## Record set
----------

PR #302, opened 2020-09-17
Add header design with progress bar

bh412:
- Adds WebSocket support for header progress bar
- Uses react-circular-progress bar for neat header bar, billboard doesn't quite have the right text customisation
- Adds 'Hello name' for up to 20 characters to header
- Should be easy to add weekly streak updating via WebSocket as already generated in API but I think should be another small card once this is out/live and had feedback on


src/app/components/site/phy/HeaderPhy.tsx
```diff
@@ -59,7 +66,22 @@ export const HeaderPhy = () => {
                             <MainSearch />
                         </div>
                     </div>
-
+                </Col>
+                {user && user.loggedIn &&
```
Scratchcat1, line 70:
```suggestion
                {user?.loggedIn &&
```

src/app/components/site/phy/HeaderPhy.tsx
```diff
@@ -1,18 +1,22 @@
...
     const user = useSelector(selectors.user.orNull);
+    const streakRecord = useSelector((state: AppState) => state?.streakRecord ||
+        state?.userProgress?.userSnapshot?.dailyStreakRecord);
     const mainContentId = useSelector(selectors.mainContentId.orDefault);
     return <header className="light">
         <Container className="container-fluid px-0">
-            <Row>
-                <Col>
+            <Row className="align-items-center">
+                <Col md={user && user.loggedIn ? 11 : 12}>
```
Scratchcat1, line 19:
```suggestion
                <Col md={user?.loggedIn ? 11 : 12}>
```

src/app/components/navigation/IsaacApp.tsx
```diff
@@ -95,7 +97,8 @@ export const IsaacApp = () => {
     useEffect(() => {
         if (isLoggedIn(user)) {
             dispatch(requestNotifications());
-            checkForWebSocket();
+            checkForWebSocket(user, userSnapshot);
+            dispatch(getProgress());
```
mlt47, line 101: Is the call to getProgress() necessary? I'm guessing it is to populate userSnapshot but as userSnapshot is not a dependency of this effect it won't get rerun when the snapshot is there.

src/app/components/site/phy/HeaderPhy.tsx
```diff
@@ -1,18 +1,22 @@
...
 import {selectors} from "../../../state/selectors";
+import {AppState} from "../../../state/reducers";
+import {HeaderDailyStreakGauge} from "../../elements/views/DailyStreakGauge";
 
 export const HeaderPhy = () => {
     const user = useSelector(selectors.user.orNull);
+    const streakRecord = useSelector((state: AppState) => state?.streakRecord ||
+        state?.userProgress?.userSnapshot?.dailyStreakRecord);
     const mainContentId = useSelector(selectors.mainContentId.orDefault);
     return <header className="light">
```
mlt47, line 16: As Connor mentioned, on mobile the Menu button is now out-of-place.

src/app/components/site/phy/HeaderPhy.tsx
```diff
@@ -42,7 +46,10 @@ export const HeaderPhy = () => {
                                     <React.Fragment>
                                         <div className="my-account mx-5 mx-sm-2">
                                             <Link to="/account">
-                                                <span>MY ACCOUNT</span>
+                                                {user.givenName && user.givenName.length <= 20 &&
+                                                    <strong className="d-none d-md-block">Hello {user.givenName}</strong>
+                                                }
+                                                <span>YOUR ACCOUNT</span>
```
mlt47, line 52: Nomensa's designs also favoured this to the person shaped icon on mobile. It would improve Physics' header because the person icon is currently misaligned.

src/app/components/navigation/IsaacApp.tsx
```diff
@@ -95,7 +97,8 @@ export const IsaacApp = () => {
     useEffect(() => {
         if (isLoggedIn(user)) {
             dispatch(requestNotifications());
-            checkForWebSocket();
+            checkForWebSocket(user, userSnapshot);
```
mlt47, line 100: Do the websockets need to be cleaned up when the user changes?

src/app/state/reducers.tsx
```diff
@@ -478,6 +481,26 @@ export const currentGameboard = (currentGameboard: CurrentGameboardState = null,
...
+export type StreakRecordState = StreakRecord | null;
+export const streakRecord = (streakRecord: StreakRecordState = null, action: Action) => {
+    switch (action.type) {
+        case ACTION_TYPE.STREAK_RECORD_UPDATE:
+            return action.streakRecord;
+        default:
+            return streakRecord;
+    }
+};
+
```
mlt47, line 503: Why do we have separate user snapshot state here if it also exists in userProgress?

mlt47 (changes requested):
A few suggestions with the main ones being how it looks on devices of different sizes, checking that the useEffect is doing what you think it is doing and having a think about where the data should live in redux.

src/app/state/reducers.tsx
bh412: We never post to update userProgress, it's generated API side and returned on request - I think having this as a separate thing that we update on the action and store in redux makes more sense in this case as it is given to us by the websocket as it's own object whenever the snapshot is updated, as opposed to altering the API to have it update the userProgress then return that by the websocket, changing the websocket? I might be misunderstanding

src/app/components/navigation/IsaacApp.tsx
bh412: On user logout and user_consistency_error we close the websocket, I think that is enough?

mlt47: Ah yes, I see that in the consistency checker now.

I would prefer it if websocket closure was handled by this useEffect's clean up callback.
In that case, the user consistency checker will change the user which will, in turn, cause this useEffect's clean up callback.
This is nicer because the websocket connections are handled here, the user consistency checking by the user consistency middleware. There's a better separation of concerns.
If we were to hypothetically remove the user consistency checker it is likely that we would forget that that middleware was also used to manage websocket closures on logout, its not really the user consistency checker's "one job" to handle websockets, it's just another job that it has been lumped with because it was convenient.

bh412: I see, that makes sense, done that, checking it works as expected

src/app/state/reducers.tsx
bh412: I've altered the way it works to modify the userProgress in the Redux state

src/app/components/navigation/IsaacApp.tsx
bh412: I've found it needs to be there for the initial population of userSnapshot, otherwise you get no progress until you visit the myProgress page/attempt a question. It doesn't need to be recalled as the webSocket for the userSnapshot then updates the progress

mlt47:
Hi Ben here are the changes I would suggest, as we talked through on Google meet. I implemented the first three suggestions in https://github.com/isaacphysics/isaac-react-app/tree/feature/hello-ben-header to make sure the changes were possible/sensible, up to you if you want to keep them or not.

- We should remove `streakRecord` and `userSnapshot` redux state as it is duplicating information already stored in `userProgress.userSnapshot` - redux's top-level `userSnapshot` wasn't actually being used for anything in the application.
- Cange the new action type name to `USER_SNAPSHOT_PARTIAL_UPDATE` (and remove the duplicated action, type, etc. as they are both doing the same thing).
- Let's not gispatch `userProgress()` in IsaacApp. WebSockets will update the progress bar and we're quite sure almost all user browsers will support websockets. If we receive complaints we should create a more lightweight endpoint asking only for the streak data.
- In the API PR `getDetailedUserStatistics()` returns `"streakRecord"` and `"weeklyStreakRecord"` - we won't handle the first properly because we now expect `"dailyStreakRecord"`.
- Merge conflict.
- Move tool-tip from HeaderPhy and CS to the HeaderStreakGague (or fix its contents in physics - still refers to the day streak).
- We should capitalize "daily streak" on the My Progress page.
- Progress bar style improvements (Exo font? fatter progress bar).
- I'd be tempted to rollback the CS streaks counter as it needs more time to get the style looking nice and we haven't let them know it is going to be a new feature!
- Rename the `progressCoulours` variable to `progressColour`.
- Worth double checking the CSS changes don't break existing CSS as there is quite a lot of it.

bh412:
I think I've implemented the suggestions - @mlt47 , locally it freezes the tab with dev tools open and hovering over the header progress bar to open the tooltip, I can't find an Id clash and it doesn't throw errors, maybe a rendering bug?

mlt47 (approved):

----------

## Action item
Restate the records above in full, keeping each line exactly as it stands.

## Exercise response
PR #302, opened 2020-09-17
Add header design with progress bar

bh412:
- Adds WebSocket support for header progress bar
- Uses react-circular-progress bar for neat header bar, billboard doesn't quite have the right text customisation
- Adds 'Hello name' for up to 20 characters to header
- Should be easy to add weekly streak updating via WebSocket as already generated in API but I think should be another small card once this is out/live and had feedback on


src/app/components/site/phy/HeaderPhy.tsx
```diff
@@ -59,7 +66,22 @@ export const HeaderPhy = () => {
                             <MainSearch />
                         </div>
                     </div>
-
+                </Col>
+                {user && user.loggedIn &&
```
Scratchcat1, line 70:
```suggestion
                {user?.loggedIn &&
```

src/app/components/site/phy/HeaderPhy.tsx
```diff
@@ -1,18 +1,22 @@
...
     const user = useSelector(selectors.user.orNull);
+    const streakRecord = useSelector((state: AppState) => state?.streakRecord ||
+        state?.userProgress?.userSnapshot?.dailyStreakRecord);
     const mainContentId = useSelector(selectors.mainContentId.orDefault);
     return <header className="light">
         <Container className="container-fluid px-0">
-            <Row>
-                <Col>
+            <Row className="align-items-center">
+                <Col md={user && user.loggedIn ? 11 : 12}>
```
Scratchcat1, line 19:
```suggestion
                <Col md={user?.loggedIn ? 11 : 12}>
```

src/app/components/navigation/IsaacApp.tsx
```diff
@@ -95,7 +97,8 @@ export const IsaacApp = () => {
     useEffect(() => {
         if (isLoggedIn(user)) {
             dispatch(requestNotifications());
-            checkForWebSocket();
+            checkForWebSocket(user, userSnapshot);
+            dispatch(getProgress());
```
mlt47, line 101: Is the call to getProgress() necessary? I'm guessing it is to populate userSnapshot but as userSnapshot is not a dependency of this effect it won't get rerun when the snapshot is there.

src/app/components/site/phy/HeaderPhy.tsx
```diff
@@ -1,18 +1,22 @@
...
 import {selectors} from "../../../state/selectors";
+import {AppState} from "../../../state/reducers";
+import {HeaderDailyStreakGauge} from "../../elements/views/DailyStreakGauge";
 
 export const HeaderPhy = () => {
     const user = useSelector(selectors.user.orNull);
+    const streakRecord = useSelector((state: AppState) => state?.streakRecord ||
+        state?.userProgress?.userSnapshot?.dailyStreakRecord);
     const mainContentId = useSelector(selectors.mainContentId.orDefault);
     return <header className="light">
```
mlt47, line 16: As Connor mentioned, on mobile the Menu button is now out-of-place.

src/app/components/site/phy/HeaderPhy.tsx
```diff
@@ -42,7 +46,10 @@ export const HeaderPhy = () => {
                                     <React.Fragment>
                                         <div className="my-account mx-5 mx-sm-2">
                                             <Link to="/account">
-                                                <span>MY ACCOUNT</span>
+                                                {user.givenName && user.givenName.length <= 20 &&
+                                                    <strong className="d-none d-md-block">Hello {user.givenName}</strong>
+                                                }
+                                                <span>YOUR ACCOUNT</span>
```
mlt47, line 52: Nomensa's designs also favoured this to the person shaped icon on mobile. It would improve Physics' header because the person icon is currently misaligned.

src/app/components/navigation/IsaacApp.tsx
```diff
@@ -95,7 +97,8 @@ export const IsaacApp = () => {
     useEffect(() => {
         if (isLoggedIn(user)) {
             dispatch(requestNotifications());
-            checkForWebSocket();
+            checkForWebSocket(user, userSnapshot);
```
mlt47, line 100: Do the websockets need to be cleaned up when the user changes?

src/app/state/reducers.tsx
```diff
@@ -478,6 +481,26 @@ export const currentGameboard = (currentGameboard: CurrentGameboardState = null,
...
+export type StreakRecordState = StreakRecord | null;
+export const streakRecord = (streakRecord: StreakRecordState = null, action: Action) => {
+    switch (action.type) {
+        case ACTION_TYPE.STREAK_RECORD_UPDATE:
+            return action.streakRecord;
+        default:
+            return streakRecord;
+    }
+};
+
```
mlt47, line 503: Why do we have separate user snapshot state here if it also exists in userProgress?

mlt47 (changes requested):
A few suggestions with the main ones being how it looks on devices of different sizes, checking that the useEffect is doing what you think it is doing and having a think about where the data should live in redux.

src/app/state/reducers.tsx
bh412: We never post to update userProgress, it's generated API side and returned on request - I think having this as a separate thing that we update on the action and store in redux makes more sense in this case as it is given to us by the websocket as it's own object whenever the snapshot is updated, as opposed to altering the API to have it update the userProgress then return that by the websocket, changing the websocket? I might be misunderstanding

src/app/components/navigation/IsaacApp.tsx
bh412: On user logout and user_consistency_error we close the websocket, I think that is enough?

mlt47: Ah yes, I see that in the consistency checker now.

I would prefer it if websocket closure was handled by this useEffect's clean up callback.
In that case, the user consistency checker will change the user which will, in turn, cause this useEffect's clean up callback.
This is nicer because the websocket connections are handled here, the user consistency checking by the user consistency middleware. There's a better separation of concerns.
If we were to hypothetically remove the user consistency checker it is likely that we would forget that that middleware was also used to manage websocket closures on logout, its not really the user consistency checker's "one job" to handle websockets, it's just another job that it has been lumped with because it was convenient.

bh412: I see, that makes sense, done that, checking it works as expected

src/app/state/reducers.tsx
bh412: I've altered the way it works to modify the userProgress in the Redux state

src/app/components/navigation/IsaacApp.tsx
bh412: I've found it needs to be there for the initial population of userSnapshot, otherwise you get no progress until you visit the myProgress page/attempt a question. It doesn't need to be recalled as the webSocket for the userSnapshot then updates the progress

mlt47:
Hi Ben here are the changes I would suggest, as we talked through on Google meet. I implemented the first three suggestions in https://github.com/isaacphysics/isaac-react-app/tree/feature/hello-ben-header to make sure the changes were possible/sensible, up to you if you want to keep them or not.

- We should remove `streakRecord` and `userSnapshot` redux state as it is duplicating information already stored in `userProgress.userSnapshot` - redux's top-level `userSnapshot` wasn't actually being used for anything in the application.
- Cange the new action type name to `USER_SNAPSHOT_PARTIAL_UPDATE` (and remove the duplicated action, type, etc. as they are both doing the same thing).
- Let's not gispatch `userProgress()` in IsaacApp. WebSockets will update the progress bar and we're quite sure almost all user browsers will support websockets. If we receive complaints we should create a more lightweight endpoint asking only for the streak data.
- In the API PR `getDetailedUserStatistics()` returns `"streakRecord"` and `"weeklyStreakRecord"` - we won't handle the first properly because we now expect `"dailyStreakRecord"`.
- Merge conflict.
- Move tool-tip from HeaderPhy and CS to the HeaderStreakGague (or fix its contents in physics - still refers to the day streak).
- We should capitalize "daily streak" on the My Progress page.
- Progress bar style improvements (Exo font? fatter progress bar).
- I'd be tempted to rollback the CS streaks counter as it needs more time to get the style looking nice and we haven't let them know it is going to be a new feature!
- Rename the `progressCoulours` variable to `progressColour`.
- Worth double checking the CSS changes don't break existing CSS as there is quite a lot of it.

bh412:
I think I've implemented the suggestions - @mlt47 , locally it freezes the tab with dev tools open and hovering over the header progress bar to open the tooltip, I can't find an Id clash and it doesn't throw errors, maybe a rendering bug?

mlt47 (approved):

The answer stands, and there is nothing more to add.